Oorzaken en erfelijkheid
De oorzaak van het Prader-Willi-syndroom is een ontbrekend gen op een deel van chromosoom 15. Normaal gesproken geven de ouders elk een kopie door van dit chromosoom. Bij de meeste patiënten (70%) met het Prader-Willi-syndroom ontbreekt het genetische materiaal op een deel van het chromosoom van de vader. De rest van de patiënten met deze aandoening hebben vaak twee kopieën van het chromosoom 15 van de moeder. De genetische veranderingen treden willekeurig op. Patiënten hebben meestal geen familiale geschiedenis van de aandoening.
Symptomen
De symptomen van het Prader-Willi-syndroom zijn bij de geboorte zichtbaar. Pasgeborenen komen vaak klein en zwak (zwakke spierspanning:
hypotonie) ter wereld. Jongens hebben daarnaast niet-ingedaalde testikels (
cryptorchisme). Andere symptomen zijn erg variabel. Deze variëren van mild tot ernstig en zijn mentaal en fysiek gerelateerd. Deze symptomen komen niet allen tot uiting.
Mentale symptomen
Deze mentale symptomen zijn mogelijk bij het syndroom van Prader-Willi:
- een milde tot matige verstandelijke beperking
- gedragsproblemen waaronder woede-uitbarstingen, koppigheid en dwangmatig gedrag zoals het plukken aan de huid en psychosen (verlies van realiteit met wanen en hallucinaties) op latere leeftijd
- slaapstoornissen
Fysieke symptomen
Bij de fysieke symptomen zijn de ontwikkelingsstoornissen, de gelaatstrekken en
obesitas vooral typerend.
- dik, stroperig speeksel
- een abnormale kromming van de vinger of teen (clinodactylie)

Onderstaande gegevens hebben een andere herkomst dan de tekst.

PR #22953, opened 2025-06-06
MY_DURABLE_OBJECT => MY_DURABLE_OBJECT_NAMESPACE

irvinebroque:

- een kort gestalte (lichaamslengte van maximaal 150 cm)
- een lichte huid of lichte haren
- een snelle gewichtstoename: De patiënten hebben vanaf gemiddeld tweejarige leeftijd steeds erg veel honger en doen bijna alles om aan voedsel te geraken (polyfagie). Dit resulteert mogelijk tot een oncontroleerbare gewichtstoename en morbide obesitas. Morbide obesitas leidt tot diabetes mellitus type 2, een hoge bloeddruk (hypertensie), en gewrichts- en longproblemen.
- een vertraagde motorische ontwikkeling
- een vertraagde puberteit: De puberteit is vertraagd of afwezig, en daarom zijn de meeste patiënten niet in staat om kinderen te krijgen (onvruchtbaarheid).

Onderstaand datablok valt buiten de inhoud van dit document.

PR #22416, opened 2025-05-14
Create terraform-example for bulk redirect

keefetangcf:
### Summary

Adding a new page to demonstrate an example terraform config file for bulk redirect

- karakteristieke gelaatstrekken, zoals een smalle schedel, een smal voorhoofd, een smalle neusbrug, amandelvormige ogen, ver uit elkaar staande ogen (hypertelorisme), sikkelvormige huidplooi van het bovenste ooglid (epicanthus), een abnormaal kleine kaak (micrognathie), een kleine neus, kleine oren en een driehoekige mond
- onderontwikkelde genitaliën als gevolg van hypogonadisme (onvoldoende ontwikkeling van geslachtsklieren)
- oogproblemen zoals scheelzien (strabisme) en bijziendheid (myopie)

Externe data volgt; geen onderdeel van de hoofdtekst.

PR #23099, opened 2025-06-18
[Bots] Web Bot Auth docs

Oxyjun:
### Summary

We're now introducing "Web Bot Auth" (WBA), which is a more secure authentication method for verifying bots. Previously, verifying bots was only possible through two flavours of IP validation, `public IP list`, and `reverse DNS`.

Web Bot Auth may become the new IETF standard in the near future, and paves the way for better bot detection across the Internet.

This PR restructures and adds information for WBA. Specifically:

1. Creates a new chapter `Verified bots requirements`, which explains what's involved for a bot to be verified.
2. Cuts down the existing `Verified bots policy` chapter to only talk about the policy
3. Creates a new chapter `Verification methods`, which :
    - Guides users through verifying their bot via WBA
    - Guides users through verifying their bot via IP validation (text taken from existing `Policy` chapter)
    - Talks about generic user agents (text taken from existing `Policy` chapter)
    - Points users to other useful resources under "Additional resources" header.

**Things that we need to improve:**

1. [x] Link to blog
2. [x] Possible restructure such that WBA is its own page (and how this affects rest of IA)
3. ~~Consider absorbing `Categories` chapter into `Verification methods` (or somewhere else)~~ Decided against after discussion.
4. [x] Consider defining the three main required headers for WBA into its own subheadings (such that they can be hyperlinked). This relates to point (2).
5. [x] Work out where the FAQs should go. Possibly a new `Reference` > `FAQs` > "WBA FAQs"?

### Documentation checklist


src/content/docs/bots/concepts/bot/verified-bots/verification.mdx
```diff
@@ -0,0 +1,213 @@
...
+ ;alg="ed25519"
+ ;expires=1735693200
+ ;nonce="e8N7S2MFd/qrd6T2R3tdfAuuANngKI7LFtKYI/vowzk4lAZYadIX6wW25MwG7DCT9RUKAJ0qVkU0mEeLElW1qg=="
+ ;tag="web-bot-auth"
+Signature: sig2=:jdq0SqOwHdyHr9+r5jw3iYZH6aNGKijYp/EstF4RQTQdi5N5YYKrD+mCT1HA1nZDsi6nJKuHxUi/5Syp3rLWBA==:
+```
+
+## IP validation
+
+There are two type of IP validation: public IP list and reverse DNS.
```
gcloudflare: I think the previous description of IP validation `A set of validation methods and requirements to gather set IP ranges for a verified service.` is better because it explains what the two types are trying to do.

src/content/docs/bots/concepts/bot/verified-bots/verification.mdx
```diff
@@ -0,0 +1,213 @@
...
+- `got`
+- `nginx-ssl early hints`
+- `node`
+- `node-fetch`
+- `okhttp`
+- `python-requests`
+- `uTorrent`
+
+
+## Additional resources
```
gcloudflare: I wonder if this would be better to add in the Web Bot Auth Signing Requests section?

src/content/docs/bots/concepts/bot/verified-bots/verification.mdx
Oxyjun: Could you help me understand in a bit more detail what the IP validation does? I'm curious to know the higher-level logic.

Is the logic that if a bot comes from IPs that we can independently verify, it shows that it's not suspicious?

gcloudflare: The IP validation method aims to identify all the IP addresses that a verified bot may use to send requests. There are two ways to do this:
1. IP list provided by the bot owner:
The bot owner can host a public list of IP ranges, like [Googlebot’s list](https://developers.google.com/static/search/apis/ipranges/googlebot.json). We fetch and use this list directly for validation.
2. Domain-based reverse DNS validation:
Alternatively, the bot owner can provide a domain (or set of domains) that their bot requests originate from. In this case, we collect the IPs observed in requests with that bot's user agent and perform reverse DNS lookups. If the reverse DNS of an IP resolves to the provided domain, we consider it valid and store it.

Oxyjun: Brilliant, thank you so much!

src/content/docs/bots/concepts/bot/verified-bots/web-bot-auth.mdx
```diff
@@ -0,0 +1,179 @@
...
+3. Go to the **Verified Bots** tab.
+4. For **Verification Method**: select **Request Signature**.
+5. For **Validation Instructions**: enter the URL of your key directory. You can additionally supply User Agents values (and their match patterns) that will be sent by your bot.
+6. Select **Submit**.
+</Steps>
+
+Cloudflare accepts all valid Ed25519 keys found in your key directory. In the event a key already exists in Cloudflare's registered database, Cloudflare will work with you to supply a new key, or rotate your existing key.
+
+:::note[Estimated review time]
+The estimated review time is approximately 1 week.
```
patriciasantaana:
```suggestion
The estimated review time is approximately one week.
```

src/content/docs/bots/concepts/bot/verified-bots/web-bot-auth.mdx
```diff
@@ -0,0 +1,179 @@
...
+1. Host a key directory at a well known message signatures directory. The key directory should serve a JSON Web Key Set (JWKS) including the public key derived from your signing key.
+
+   An example directory would be:
+   ```txt
+   /.well-known/http-message-signatures-directory/
+   ```
+2. Serve the web page over HTTPS (not HTTP).
+3. Sign your HTTP response using the HTTP message signature specification by attaching one signature per key in your key directory. This ensures no one else can mirror your directory and attempt to register on your behalf. Your response must include the following headers:
+   - `Signature`: TBD
+   - `Signature-Input`: TBD
```
patriciasantaana: will `TBD` be added later on or is a placeholder more suitable for this?

src/content/docs/bots/reference/FAQs.mdx
patriciasantaana, line 1: A [FAQ](https://699adacb.preview.developers.cloudflare.com/bots/troubleshooting/frequently-asked-questions/) already exists here. We could merge the two pages but separate the overall Bots FAQ from Web Bot Auth FAQ with a line break between sections.

Maybe we can even move it out of Troubleshooting/Reference and into its own top-level nav item, since it doesn't only cover troubleshooting now. What do you think?

src/content/docs/bots/reference/FAQs.mdx
```diff
@@ -0,0 +1,55 @@
...
+sidebar:
+  order: 99
+
+---
+
+import { AvailableNotifications } from "~/components"
+
+## Web Bot Auth FAQs
+
+Also refer to [Web Both Auth](/bots/concepts/bot/verified-bots/web-bot-auth/).
```
patriciasantaana: Just makes it a bit clearer.
```suggestion
You may also refer to [Web Both Auth](/bots/concepts/bot/verified-bots/web-bot-auth/) documentation.
```

src/content/docs/bots/reference/FAQs.mdx
```diff
@@ -0,0 +1,55 @@
...
+
+### What key algorithms does Cloudflare support?
+
+Cloudflare does not support key algorithms other than ed25519 .
```
patriciasantaana:
```suggestion
Cloudflare does not support key algorithms other than Ed25519.
```

src/content/docs/bots/reference/FAQs.mdx
```diff
@@ -0,0 +1,55 @@
...
+- `bs` (for HTTP header fields)
+- `key` (for HTTP header fields)
+- `req` (for HTTP header fields or derived components)
+- `name` (for `@query-param` support - this requires `@query-param` support)
+
+### Should I supply a `nonce` parameter in `Signature-Input`?
+
+The `nonce` parameter allows you to supply a `nonce` to prevent attackers from replaying past messages against a server.
+
+While Cloudflare recommends including it, currently there is no `nonce` validation, nor does Cloudflare guard against replay attacks using a database of seen `nonces`.
```
patriciasantaana:
```suggestion
While Cloudflare recommends including it, there is currently no `nonce` validation, nor does Cloudflare guard against replay attacks using a database of seen `nonces`.
```

src/content/docs/bots/reference/FAQs.mdx
```diff
@@ -0,0 +1,55 @@
+---
+pcx_content_type: reference
+title: FAQs
+sidebar:
+  order: 99
+
+---
+
+import { AvailableNotifications } from "~/components"
```
patriciasantaana: Is this component needed?
```suggestion
import { AvailableNotifications } from "~/components"
```

src/content/docs/bots/concepts/bot/verified-bots/web-bot-auth.mdx
Oxyjun: Ah yeah I'll have to add something in here

Edit: I've added in the missing info

src/content/docs/bots/reference/FAQs.mdx
Oxyjun: Nope! Thanks for catching

Oxyjun:
```suggestion

```

src/content/docs/bots/reference/FAQs.mdx
Oxyjun: Ah sorry, I couldn't find it! I'll:

- Make it a top-level item
- Separate out the two FAQs by theme.

Thanks!

src/content/docs/bots/concepts/bot/verified-bots/web-bot-auth.mdx
Oxyjun: Edit: I've added in the missing info.

patriciasantaana (approved):

src/content/docs/bots/concepts/bot/verified-bots/web-bot-auth.mdx
```diff
@@ -0,0 +1,187 @@
...
+</Steps>
+
+By following these steps, you have generated a private key and a public key, then converted the public key to a JWK.
+
+## 2. Host a key directory
+
+You need to host a key directory which creates a way for Cloudflare to authenticate your bot's requests.
+
+<Steps>
+1. Host a key directory at a well known message signatures directory. The key directory should serve a JSON Web Key Set (JWKS) including the public key derived from your signing key.
```
AkshatM: > well known

This term here refers to being under `/.well-known`, and only certain paths are allowed, I believe. 

The example below suggests you could put it under any other name e.g. `'/.well-known/http-message-signatures-directory/foo` or `/.well-known/foo`.

That's incorrect - users can _only_ host their signature directory on `/.well-known/http-message-signatures-directory`. Our tooling will flag anything else as invalid. 

I think we should simply say `host it on /.well-known/http-message-signatures-directory`

AkshatM: Also note we require `Content-Type: application/http-message-signatures-directory+json` today in the response. We might be open to others in the future, but this is mandatory right now.

src/content/docs/bots/concepts/bot/verified-bots/web-bot-auth.mdx
```diff
@@ -0,0 +1,187 @@
...
+Choose a set of components to sign.
+
+A component is either an HTTP header, or any [derived components](https://www.rfc-editor.org/rfc/rfc9421#name-derived-components) in the HTTP Message Signatures specification. Cloudflare recommends the following:
+  - Choose at least the `@authority` derived component, which represents the domain you are sending requests to. For example, a request to `https://example.com` will be interpreted to have an `@authority` of `example.com`.
+  - Use components that only contain ASCII values. HTTP Message Signature specification disallows non-ASCII characters, which will result in failure to validate your bot's requests.
+
+  :::note[Use components with only ASCII values]
+  Cloudflare currently does not support `bs` or `sf` parameter designed to serialize non-ASCII values into ASCII equivalents.
+  :::
+  - Add a `Content-Digest` header if you wish to sign your [message content](https://www.rfc-editor.org/rfc/rfc9421#name-message-content), then specify `Content-Digest` as a component to sign.
```
AkshatM: We should note we don't actually validate their `Content-Digest` header :cry: 

What this means is: anyone can give us a random `Content-Digest` header and sign it. We don't actually check the `Content-Digest` represents the hash of the message body - we only check if the signature _over_ that hash  was valid. Anyone can slap a `Content-Digest` header on.

What this means is that there's no guarantee a `Content-Digest` came from the message it was signed on, and that makes it a security concern.

I think we should recommend people only use this option if there's no risk of a message being altered on the way to us - like if the message was proxied unencrypted to us.

Or we don't talk about `Content-Digest` at all. It's not something we have first class support for anyway. 

I'll let you decide @Oxyjun , but I don't feel comfortable not calling out the caveats of our support if people want to do this.

src/content/docs/bots/concepts/bot/verified-bots/web-bot-auth.mdx
```diff
@@ -0,0 +1,187 @@
...
+
+#### `Signature` header
+
+Construct a [`Signature` header](https://www.rfc-editor.org/rfc/rfc9421#name-the-signature-http-field) over your chosen components.
+
+#### `Signature-Agent` header
+
+Construct a [`Signature-Agent` header](https://www.ietf.org/archive/id/draft-meunier-http-message-signatures-directory-00.html#name-header-field-definition) that points to your key directory. Note that Cloudflare will fail to verify a message if:
+  - The message includes a `Signature-Agent` header that is not an `https://`.
+  - The message includes a valid URI but do not enclose it in double quotes.
```
AkshatM: Typo: does, not do

src/content/docs/bots/frequently-asked-questions.mdx
```diff
@@ -171,3 +171,59 @@ This is a known issue the Bots team is working to resolve in the near future. In
...
+
+Cloudflare does not support key algorithms other than Ed25519.
+
+---
+
+### What `web-bot-auth` features from the spec are not supported?
+
+The following derived components are not supported, and we will fail to verify a message if they are included:
+
+- `@query-params`: Cloudflare recommends signing the whole query instead of an individual parameter.
```
AkshatM: suggestion: signing the whole query _using the `@query` component_

src/content/docs/bots/frequently-asked-questions.mdx
```diff
@@ -171,3 +171,59 @@ This is a known issue the Bots team is working to resolve in the near future. In
...
+
+While Cloudflare recommends including it, there is currently no `nonce` validation, nor does Cloudflare guard against replay attacks using a database of seen `nonces`.
+
+Instead, Cloudflare recommends short `expires` as a protection against replay attacks. A minute is often sufficient.
+
+---
+
+### How do I know my JSON Web Key set directory will be accepted?
+
+Cloudflare uses [`http-signature-directory` tool](https://crates.io/crates/http-signature-directory) to validate your directory. Please your this works before submitting a verification request.
```
AkshatM: typo + suggestion: Please _ensure_ this works against your directory before _registering with us_. 

(submitting a verification request is ambiguous - does it refer to registration or to sending us a signed request?)

src/content/docs/bots/frequently-asked-questions.mdx
```diff
@@ -171,3 +171,59 @@ This is a known issue the Bots team is working to resolve in the near future. In
...
+
+---
+
+### My message is failing validation. What could be the cause?
+
+- Ensure you have a [`Signature-Agent` header](/bots/concepts/bot/verified-bots/web-bot-auth/#signature-agent-header), and that its value in double-quotes.
```
AkshatM: typo: value _is_ in

AkshatM (changes requested):

src/content/docs/bots/concepts/bot/verified-bots/web-bot-auth.mdx
```diff
@@ -0,0 +1,187 @@
...
+3. Go to the **Verified Bots** tab.
+4. For **Verification Method**: select **Request Signature**.
+5. For **Validation Instructions**: enter the URL of your key directory. You can additionally supply User Agents values (and their match patterns) that will be sent by your bot.
+6. Select **Submit**.
+</Steps>
+
+Cloudflare accepts all valid Ed25519 keys found in your key directory. In the event a key already exists in Cloudflare's registered database, Cloudflare will work with you to supply a new key, or rotate your existing key.
+
+:::note[Estimated review time]
+The estimated review time is approximately one week.
```
AkshatM, line 114: We should let them know how to track their verification process. Unfortunately, only way to do so is to ask support on the status and have them escalate to us. Should we mention this?

src/content/docs/bots/frequently-asked-questions.mdx
```diff
@@ -171,3 +171,59 @@ This is a known issue the Bots team is working to resolve in the near future. In
...
 
 Note that you need to replace `<API_TOKEN>` with your own [API token](/fundamentals/api/get-started/create-token/).
+
+---
+
+## Web Bot Auth
+
+### What key algorithms does Cloudflare support?
+
+Cloudflare does not support key algorithms other than Ed25519.
```
thibmeu:
```suggestion
Cloudflare supports Ed25519 key algorithm.
```

be in the affirmative, not negative

src/content/docs/bots/frequently-asked-questions.mdx
```diff
@@ -171,3 +171,59 @@ This is a known issue the Bots team is working to resolve in the near future. In
...
+
+---
+
+### What `web-bot-auth` features from the spec are not supported?
```
thibmeu:
```suggestion
### What `web-bot-auth` features from the IETF draft are not supported?
```

src/content/docs/bots/concepts/bot/verified-bots/web-bot-auth.mdx
```diff
@@ -0,0 +1,187 @@
...
+   openssl pkey -in private-key.pem -pubout -out public-key.pem
+   ```
+3. Convert the public key to JSON Web Key (JWK) using a tool of your choice. This example uses [`jwker`](https://github.com/jphastings/jwker) command line application.
+   ```sh
+   go install github.com/jphastings/jwker/cmd/jwker@latest
+   jwker public-key.pem public-key.jwk
+   ```
+</Steps>
+
+By following these steps, you have generated a private key and a public key, then converted the public key to a JWK.
```
thibmeu, line 41: we could also point out to JavaScript key generation using WebCrypto API

https://developer.mozilla.org/en-US/docs/Web/API/SubtleCrypto/generateKey

this would be directly in the right JWK format

most of the existing JWK libraries or provider should be able to do that as well https://jwt.io/libraries

src/content/docs/bots/concepts/bot/verified-bots/web-bot-auth.mdx
```diff
@@ -0,0 +1,187 @@
...
+title: Web Bot Auth
+sidebar:
+    order: 6
+    label: Web Bot Auth
+
+---
+
+import { GlossaryTooltip, Steps } from "~/components"
+
+Web Bot Auth is an authentication method that leverages cryptographic signatures in HTTP messages to verify that a request comes from an automated bot.
```
thibmeu, line 12:
```suggestion
Web Bot Auth is an authentication method that leverages cryptographic signatures in HTTP messages to verify that a request comes from an automated bot.

It relies on two active IETF drafts: a [directory draft](https://datatracker.ietf.org/doc/html/draft-meunier-http-message-signatures-directory) allowing the crawler to share their public keys, and a [protocol draft](https://datatracker.ietf.org/doc/html/draft-meunier-web-bot-auth-architecture) defining how these keys should be used to attach crawler's identity to HTTP requests.

This documentation goes over specific integration within Cloudflare.
```

src/content/docs/bots/concepts/bot/verified-bots/web-bot-auth.mdx
```diff
@@ -0,0 +1,187 @@
...
+   go install github.com/jphastings/jwker/cmd/jwker@latest
+   jwker public-key.pem public-key.jwk
+   ```
+</Steps>
+
+By following these steps, you have generated a private key and a public key, then converted the public key to a JWK.
+
+## 2. Host a key directory
+
+You need to host a key directory which creates a way for Cloudflare to authenticate your bot's requests.
```
thibmeu: changing the sentence to have bots as the actor rather than cloudflare.

In addition, clearly reference the IETF draft, given this is where the format is defined.

```suggestion
You need to host a key directory which creates a way for your bot to authenticate its requests to Cloudflare.
This directory should follow the definition from the active IETF draft [draft-meunier-http-message-signatures-directory-01](https://datatracker.ietf.org/doc/html/draft-meunier-http-message-signatures-directory-01).
```

src/content/docs/bots/concepts/bot/verified-bots/web-bot-auth.mdx
```diff
@@ -0,0 +1,187 @@
...
+   - `Signature`: Construct a [`Signature` header](https://www.rfc-editor.org/rfc/rfc9421#name-the-signature-http-field) over your chosen components.
+   - `Signature-Input`: Construct a [`Signature-Input` header](https://www.rfc-editor.org/rfc/rfc9421#name-the-signature-input-http-fi) over your chosen components. The header must meet the following requirements.
+     | Required component parameter | Requirement                                                                                                                 |
+     | ---------------------------- | --------------------------------------------------------------------------------------------------------------------------- |
+     | `tag`                        | This should be equal to `http-message-signatures-directory`.                                                                |
+     | `alg`                        | This should be equal to `ed25519`.                                                                                          |
```
thibmeu: @AkshatM i don't think this should be required.

src/content/docs/bots/concepts/bot/verified-bots/web-bot-auth.mdx
```diff
@@ -0,0 +1,187 @@
...
+<Steps>
+1. Host a key directory at a well known message signatures directory. The key directory should serve a JSON Web Key Set (JWKS) including the public key derived from your signing key.
+
+   An example directory would be:
+   ```txt
+   /.well-known/http-message-signatures-directory/
+   ```
+2. Serve the web page over HTTPS (not HTTP).
+3. [Calculate the base64 URL-encoded JWK thumbprint](https://www.rfc-editor.org/rfc/rfc8037.html#appendix-A.3) associated with your Ed25519 public key.
+4. Sign your HTTP response using the HTTP message signature specification by attaching one signature per key in your key directory. This ensures no one else can mirror your directory and attempt to register on your behalf. Your response must include the following headers:
```
thibmeu, line 58: I think we could refer to the security consideration of the directory draft, but open to not

https://datatracker.ietf.org/doc/html/draft-meunier-http-message-signatures-directory-01#name-binding-keys-to-the-directo

src/content/docs/bots/concepts/bot/verified-bots/web-bot-auth.mdx
```diff
@@ -0,0 +1,187 @@
...
+       "kty": "OKP",
+       "crv": "Ed25519",
+       "x": "JrQLj5P_89iXES9-vFgrIy29clF9CC_oPPsw3c5D0bs", // Base64 URL-encoded public key, with no padding
+     }]
+   }
+   ```
+</Steps>
+
+:::note
+This URL serves a standard JSON Web Key Set. Besides `x`, `crv`, and `kty`, you can include other standard JSON Web Key parameters, and you may publish non-Ed25519 keys as well. Multiple Ed25519 keys are acceptable as well.
```
thibmeu:
```suggestion
This URL serves a standard JSON Web Key Set. Besides `x`, `crv`, and `kty`, you can include other standard JSON Web Key parameters, and you may publish non-Ed25519 keys as well. Multiple Ed25519 keys are supported. Only those for which you provide a signature in the above format are going to be used.
```

src/content/docs/bots/concepts/bot/verified-bots/web-bot-auth.mdx
```diff
@@ -0,0 +1,187 @@
...
+
+Cloudflare will ignore all other key types and key parameters except those containing `kty`, `crv`, and `x` formatted above. Do not include information that would leak your private key, such as the `d` parameter.
+:::
+
+You can use the Cloudflare-developed [`http-signature-directory` CLI tool](https://crates.io/crates/http-signature-directory) to assist you in validating your directory.
```
thibmeu, line 96: nits: it would be nice to have a website to do this. maybe https://github.com/cloudflare/web-bot-auth/issues/37

src/content/docs/bots/concepts/bot/verified-bots/web-bot-auth.mdx
```diff
@@ -0,0 +1,187 @@
...
+
+:::note[Estimated review time]
+The estimated review time is approximately one week.
+
+After successful verification, you will be able to send verified requests.
+:::
+
+## 4. (After verification) Sign your requests
+
+After your bot has been successfully verified, you need to sign your bot's requests.
```
thibmeu: slightly updating the wording.

clearly reference the revision of the IETF draft we support. this is going to be valuable in the future as the draft evolves

```suggestion
After your bot has been successfully verified, your bot is ready to sign its requests. The signature protocol is defined in [draft-meunier-web-bot-auth-architecture-02](https://datatracker.ietf.org/doc/html/draft-meunier-web-bot-auth-architecture-02)

```

src/content/docs/bots/concepts/bot/verified-bots/web-bot-auth.mdx
```diff
@@ -0,0 +1,187 @@
...
+
+| Required component parameter | Requirement                                                                                                                                                                                                                                               |
+| ---------------------------- | --------------------------------------------------------------------------------------------------------------------------------------------------------------------------------------------------------------------------------------------------------- |
+| `tag`                        | This should be equal to `web-bot-auth`.                                                                                                                                                                                                                   |
+| `alg`                        | This should be equal to `ed25519`.                                                                                                                                                                                                                        |
```
thibmeu: the draft suggest that using `alg` should be avoided. not prohibited, but I don't think we should have it in our docs @AkshatM 

```suggestion
```

src/content/docs/bots/concepts/bot/verified-bots/web-bot-auth.mdx
```diff
@@ -0,0 +1,187 @@
...
+  - Use components that only contain ASCII values. HTTP Message Signature specification disallows non-ASCII characters, which will result in failure to validate your bot's requests.
+
+  :::note[Use components with only ASCII values]
+  Cloudflare currently does not support `bs` or `sf` parameter designed to serialize non-ASCII values into ASCII equivalents.
+  :::
+  - Add a `Content-Digest` header if you wish to sign your [message content](https://www.rfc-editor.org/rfc/rfc9421#name-message-content), then specify `Content-Digest` as a component to sign.
+
+### 4.2. Calculate the JWK thumbprint
+
+[Calculate the base64 URL-encoded JWK thumbprint](https://www.rfc-editor.org/rfc/rfc8037.html#appendix-A.3) associated with your Ed25519 public key registered with Cloudflare.
```
thibmeu:
```suggestion
[Calculate the base64 URL-encoded JWK thumbprint](https://www.rfc-editor.org/rfc/rfc8037.html#appendix-A.3) from the public key you registered with Cloudflare.
```

src/content/docs/bots/concepts/bot/verified-bots/web-bot-auth.mdx
```diff
@@ -0,0 +1,187 @@
...
+| `created`                    | This should be equal to a `Unix` timestamp associated with when the message was sent by your application.                                                                                                                                                 |
+| `expires`                    | This should be equal to a `Unix` timestamp associated with when Cloudflare should no longer attempt to verify the message. A short `expires` reduces the likelihood of replay attacks, and Cloudflare recommends choosing suitable short-lived intervals. |
+
+#### `Signature` header
+
+Construct a [`Signature` header](https://www.rfc-editor.org/rfc/rfc9421#name-the-signature-http-field) over your chosen components.
+
+#### `Signature-Agent` header
+
+Construct a [`Signature-Agent` header](https://www.ietf.org/archive/id/draft-meunier-http-message-signatures-directory-00.html#name-header-field-definition) that points to your key directory. Note that Cloudflare will fail to verify a message if:
```
thibmeu:
```suggestion
Construct a [`Signature-Agent` header](https://www.ietf.org/archive/id/draft-meunier-http-message-signatures-directory-01.html#name-header-field-definition) that points to your key directory. Note that Cloudflare will fail to verify a message if:
```

src/content/docs/bots/concepts/bot/verified-bots/web-bot-auth.mdx
thibmeu:
```suggestion
  - The message includes a valid URI but does not enclose it in double quotes. This is due to Signature-Agent being a structured field.
```

src/content/docs/bots/concepts/bot/verified-bots/web-bot-auth.mdx
AkshatM: It will need to be changed after LDW. Today, we require this in the implementation, and things will not verify otherwise. I'll raise a ticket.

src/content/docs/bots/concepts/bot/verified-bots/web-bot-auth.mdx
AkshatM: It will need to be changed after LDW. Today, we require this in the implementation, and things will not verify otherwise, so it needs to be in the docs right now. I'll raise a ticket.

src/content/docs/bots/concepts/bot/verified-bots/web-bot-auth.mdx
AkshatM: actually, we can probably change this sooner - it's only required in `https://crates.io/crates/http-signature-directory`. @Oxyjun yes, please, remove this in this section, it is not needed.

src/content/docs/bots/concepts/bot/verified-bots/web-bot-auth.mdx
AkshatM: This requires some pretty intense changes to the whole `keyring` concept in `web-bot-auth` crate, hence the slowness on my end eradicating the need for `alg`.

AkshatM: I updated web-bot-auth crate to not need `alg` anymore in v0.3.0. 

*However, this documentation should not be changed* - we still need to update upstream dependencies to use `web-bot-auth 3.0` and that's unlikely to happen until after LDW. Until then, customers will be forced to send `alg`.

src/content/docs/bots/concepts/bot/verified-bots/web-bot-auth.mdx
AkshatM: I have updated `http-signature-directory` to not require an `alg` parameter in v0.3.0. This documentation string is safe to delete.

src/content/docs/bots/concepts/bot/verified-bots/web-bot-auth.mdx
Oxyjun: Added comment:

image

src/content/docs/bots/concepts/bot/verified-bots/web-bot-auth.mdx
Oxyjun: image
Added

src/content/docs/bots/concepts/bot/verified-bots/web-bot-auth.mdx
Oxyjun: I'll leave it out for now, as I feel too many external hyperlinks can detract users from coherently reading through a page. Happy to add it in later if we feel it's necessary though.

src/content/docs/bots/concepts/bot/verified-bots/web-bot-auth.mdx
Oxyjun: To clarify, we're only removing the `alg` parameter from the `Signature-Input` header?

src/content/docs/bots/concepts/bot/verified-bots/web-bot-auth.mdx
Oxyjun: Thanks so much for the context! I'll:

- Remove it as an action step
- Add it as a warning note to specifically **not** use it if there's a risk of it being altered.

image

src/content/docs/bots/frequently-asked-questions.mdx
Oxyjun: Thanks for catching!

src/content/docs/bots/concepts/bot/verified-bots/web-bot-auth.mdx
Oxyjun: I'm tempted to leave out for now, unless there's an automatic `progress tracker` they can see?

src/content/docs/bots/concepts/bot/verified-bots/web-bot-auth.mdx
Oxyjun: We can add this as a future update to the docs once the feature is live

src/content/docs/bots/concepts/bot/verified-bots/overview.mdx
```diff
@@ -0,0 +1,37 @@
...
+## Verified bot requirement
+
+For a bot to be verified, it must meet the following requirements:
+
+1. The bot must follow [verified bots policy](/bots/concepts/bot/verified-bots/policy/).
+2. The bot must be verified using one of the following verification methods:
+   - [Web Bot Auth](/bots/concepts/bot/verified-bots/web-bot-auth/)
+   - [IP validation](/bots/concepts/bot/verified-bots/ip-validation/)
+
+Once Cloudflare verifies a bot, it will appear on the [Cloudflare Radar's list of verified bots](https://radar.cloudflare.com/verified-bots).
```
thibmeu:
```suggestion
Once Cloudflare verifies a bot, it should appear on the [Cloudflare Radar's list of verified bots](https://radar.cloudflare.com/verified-bots).
```

thibmeu (commented):
overall looks ok. I'll let @AkshatM confirm the `alg` integration detail

src/content/docs/bots/concepts/bot/verified-bots/web-bot-auth.mdx
AkshatM: Can we please remove the `/` at the end of `/.well-known/http-message-signatures-directory/` - that's specifically what I meant, it's a file, not a directory despite the name.

src/content/docs/bots/concepts/bot/verified-bots/web-bot-auth.mdx
AkshatM: KLeave it out, should be fine.

src/content/docs/bots/concepts/bot/verified-bots/web-bot-auth.mdx
AkshatM: Yes.

src/content/docs/bots/concepts/bot/verified-bots/web-bot-auth.mdx
AkshatM: @Oxyjun I've released a change that should fix this. We can safely remove the `alg` requirement here as well.

AkshatM (approved):
One or two final comments, but marking as appriove to unblock you

src/content/docs/bots/concepts/bot/verified-bots/web-bot-auth.mdx
Oxyjun: I'd misunderstood - fixed!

- slechte articulatie bij het spreken
- voedingsproblemen met als gevolg een slechte gewichtstoename
- zeer kleine handen en voeten ten opzichte van het lichaam van de patiënt
Diagnose en onderzoeken
Diagnostisch onderzoek
Dit syndroom valt op te sporen met een genetisch onderzoek.
Differentiële diagnose
Volgende aandoeningen vertonen een symptomenreeks die gelijkaardig is aan de symptomen van het Prader-Willi-syndroom:
Behandeling
Obesitas is de grootste bedreiging voor de gezondheid van de patiënt. Het beperken van calorieën is nodig om obesitas tijdig een halt toe te roepen. Hierbij werkt de ganse omgeving (school, familie, buren, …) samen. Verder werkt de patiënt ook aan een gezond gewicht door het beoefenen van een sport bijvoorbeeld. Voorts krijgt de patiënt groeihormonen. De arts schrijft bovendien vervangende hormonen toe. Voorts start de patiënt op een zo vroeg mogelijke leeftijd met logopedie, fysiotherapie en ergotherapie.
Prognose
Een gezond gewicht zorgt voor een comfortabel en gezond leven. Het syndroom zelf is niet gevaarlijk, maar de morbide obesitas leidt mogelijk wel tot ernstige complicaties.
Complicaties
Complicaties omvatten diabetes type 2, rechtszijdig hartfalen, een
beroerte (onvoldoende bloedtoevoer naar de
hersenen met mentale en lichamelijke symptomen),
slaapapneu (slaapstoornis met tijdelijk gestopte ademhaling) en orthopedische problemen.
In Nederland is een
expertisecentrum rond het PWS opgestart. De
patiëntenorganisatie is het aanspreekpunt voor patiënten en belangstellenden en heeft contacten met de overheid, politiek, zorgverleners enzovoort.